Before we continue it is very important to make sure that cells in our panel are uniquely named. No two cells (even in different samples) should be named identically. In this case the cells have been prefixed by sample id, so there will not be any collisions. However in most cases you will have to prefix the cells before continuing.

head(colnames(panel[[1]]))
## [1] "MantonBM1_HiSeq_1-TCTATTGGTCTCTCGT-1"
## [2] "MantonBM1_HiSeq_1-GAATAAGTCACGCATA-1"
## [3] "MantonBM1_HiSeq_1-ACACCGGTCTAACTTC-1"
## [4] "MantonBM1_HiSeq_1-TCATTTGGTACGCTGC-1"
## [5] "MantonBM1_HiSeq_1-TATTACCCAAAGGAAG-1"
## [6] "MantonBM1_HiSeq_1-CGCCAAGCATCTGGTA-1"

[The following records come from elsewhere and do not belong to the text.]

PR #1173, opened 2025-03-19
fix potential null pointer in LibraryManager

pazi146:
also use getRawLocation to avoid unnecessarily resolving links


azoitl:
Is the problem that the path is null or is the problem somewhere else and this null check is just curing the symptom and not the cause.

pazi146:
`getRawLocation()` should now always produce a non-null path, as it's always called on a linked folder.

An internal error might still cause it to return null - which would then mean no accessible path and as such no preferred version

azoitl (approved):
Thx for the clarification. As this is a bug fix a cherry picked it to the freeze branch

PR #2330, opened 2026-03-25
Fix dependency update during move refactoring

mx990:
There was a problem when refactorings were executed entirely within the UI thread, such as when using drag&drop to move a resource. This delayed UI updates, particularly dependency updates for edited library elements, until after the refactoring had completed.

This fixes the problem by explicitly running the event loop before performing changes to ensure any pending dependency updates have finished before proceeding.


azoitl (approved):
This is an improvement for move type refactorings. 

However I still have the problem that because of the dependency update that struct demuxers loose there visible children. Will need to check how to preserve that. But that is a separate PR.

To quickly check that the cell names will be unique, we can run:

any(duplicated(unlist(lapply(panel,colnames))))
## [1] FALSE

Let’s take the first dataset and analyze it using Pagoda2.

cm <- panel[[1]]
str(cm)
## Formal class 'dgCMatrix' [package "Matrix"] with 6 slots
##   ..@ i       : int [1:2613488] 33 45 72 153 353 406 436 440 457 484 ...
##   ..@ p       : int [1:3001] 0 864 1701 2607 3256 3856 4537 5271 6030 7002 ...
##   ..@ Dim     : int [1:2] 33694 3000
##   ..@ Dimnames:List of 2
##   .. ..$ : chr [1:33694(1d)] "RP11-34P13.3" "FAM138A" "OR4F5" "RP11-34P13.7" ...
##   .. ..$ : chr [1:3000(1d)] "MantonBM1_HiSeq_1-TCTATTGGTCTCTCGT-1" "MantonBM1_HiSeq_1-GAATAAGTCACGCATA-1" "MantonBM1_HiSeq_1-ACACCGGTCTAACTTC-1" "MantonBM1_HiSeq_1-TCATTTGGTACGCTGC-1" ...
##   ..@ x       : num [1:2613488] 1 1 1 9 1 3 1 2 2 20 ...
##   ..@ factors : list()

The data structure stores molecule count matrix in a sparse format.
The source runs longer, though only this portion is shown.